また、鍼灸の鍼は注射針に比べ細いこと、それに加え、血管を傷つけにくい丸まった構造であることは、人体に刺さった時に、ほとんど痛みがない、といえます。では、鍼治療において、鍼が刺さった時に、痛みは全くないのか、といえば、それは患者さんの感受性によって、痛く感じやすい方もいれば、全く痛みは感じたことがない、という患者さんまで様々です。
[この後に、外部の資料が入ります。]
PR #1005, opened 2016-06-13
ZEPPELIN-995 Change scheduler for JDBC interpreter to use concurrent execution

jongyoul:
### What is this PR for?
Changed scheduler from FIFO to Parallels in JdbcInterpreter. This is a default behaviour of HiveInterpreter. When we merge all JDBC-like interpreter into JDBC, we need to change default behaviour of JdbcInterpreter.

### What type of PR is it?
[Feature]

### Todos
* [x] - Changed scheduler

### What is the Jira issue?
* https://issues.apache.org/jira/browse/ZEPPELIN-995

You can run multiple queries simultaneously.

### Questions:

### DIFF
--- a/jdbc/src/main/java/org/apache/zeppelin/jdbc/JDBCInterpreter.java
+++ b/jdbc/src/main/java/org/apache/zeppelin/jdbc/JDBCInterpreter.java
@@ -98,6 +98,9 @@ public class JDBCInterpreter extends Interpreter {
 
   static final String EMPTY_COLUMN_VALUE = "";
 
+  private final String CONCURRENT_EXECUTION_KEY = "zeppelin.jdbc.concurrent.use";
+  private final String CONCURRENT_EXECUTION_COUNT = "zeppelin.jdbc.concurrent.max_connection";
+
   private final HashMap<String, Properties> propertiesMap;
   private final Map<String, Statement> paragraphIdStatementMap;
 
@@ -433,8 +436,10 @@ public class JDBCInterpreter extends Interpreter {
 
   @Override
   public Scheduler getScheduler() {
-    return SchedulerFactory.singleton().createOrGetParallelScheduler(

痛みがでるとすれば、毛穴に鍼が入ったときに痛むという説もあります。他には、鍼灸師の技術としては、「切皮(せっぴ)」と呼ばれる鍼が皮膚を通過する動作がありますが、その時に特に、左手(右利きの場合)が甘いと切皮の時に痛みが出る場合があり、これを「切皮痛」と呼んだりします。この「切皮痛」がない鍼は心地良い鍼の条件の一つといえます。もちろん、この「切皮痛」がある時は、速やかに鍼を抜いて、打ち直します。

最後に鍼治療における「鍼の響き」について

鍼治療には、「鍼の響き」と呼ばれる鍼治療独特な感覚があります。鍼の響きについては、こちらのコラムをご覧下さい。

鍼の響き
https://harikanwo.com/column/index.php?e=2

このような鍼の響きを実際に患者さんに表現していただくと、「痛気持ち良い」「効いている感じ」「じんわりしている」「ビビビと走る」など様々です。感覚としては、「痛い」と「気持ち良い」の間のどこかの感覚といえるかもしれません。また、お体の状態が悪い方ほど「痛い」に近く、治療が進み、お体の状態が良くなるにつれて「気持ち良い」よりに近づいていく、といった傾向があります。

この鍼の響きは、注射針の痛みとは全く質が異なる別物の感覚である、ということは言わせていただきたいです。